*** Records to use ***
PR #9113, opened 2025-02-15
limit_dims is group_dims [pr]

wpmed92:
As discussed with @chenyuxyz I'm separating out `group_dims` refactor from the [split_dims PR](https://github.com/tinygrad/tinygrad/pull/9085)

The grouping failure check is moved out of `_group_dims` and the `None` return is introduced, so that if `_group_dims` fails to limit dims, `_split_dims` can try. There is only `RuntimeError` when `len(limited) > len(max_sizes)`, because in such a case `_split_dims` won't help.

### DIFF
--- a/test/test_linearizer.py
+++ b/test/test_linearizer.py
@@ -1199,6 +1199,8 @@ class TestLinearizer(unittest.TestCase):
     _assert_grouped_dims("gidx", (2,3,4), (16,16,16), False, [2,3,4])
 
     # test splitting globals
+    # test grouping behavior when len(dims) == len(max_sizes)
+    _assert_grouped_dims("gidx", (512,4,2), (8192,2,2), False, [2048,2])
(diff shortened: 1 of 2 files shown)


chenyuxyz:
test? i think you have something in the split dim pr

wpmed92:
@chenyuxyz Added that one test case currently not tested: where `len(dims) == len(mas_sizes)`. The other tests for this cases are for `split_dim`.

chenyuxyz:
do you know why WEBGPU process replay failed? if it really needs to be one single pr that's fine (but we need to clean up some lines)

wpmed92:
The process replay error is because of the in bounds check in: 
`if i < (len(dims)-1) and dims[i] * dims[i+1] <= m:`
The tuple index error it fails with can't happen now, so the failure is due to something like.

wpmed92:
@chenyuxyz Seeing the PR separated out I think it makes more sense to have both (split/group) in one go.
***
Assigned task. What you return must be the line that contains "test? i think" followed by every remaining line of the material, all exactly as written and nothing more.

Answer section.
test? i think you have something in the split dim pr

wpmed92:
@chenyuxyz Added that one test case currently not tested: where `len(dims) == len(mas_sizes)`. The other tests for this cases are for `split_dim`.

chenyuxyz:
do you know why WEBGPU process replay failed? if it really needs to be one single pr that's fine (but we need to clean up some lines)

wpmed92:
The process replay error is because of the in bounds check in: 
`if i < (len(dims)-1) and dims[i] * dims[i+1] <= m:`
The tuple index error it fails with can't happen now, so the failure is due to something like.

wpmed92:
@chenyuxyz Seeing the PR separated out I think it makes more sense to have both (split/group) in one go.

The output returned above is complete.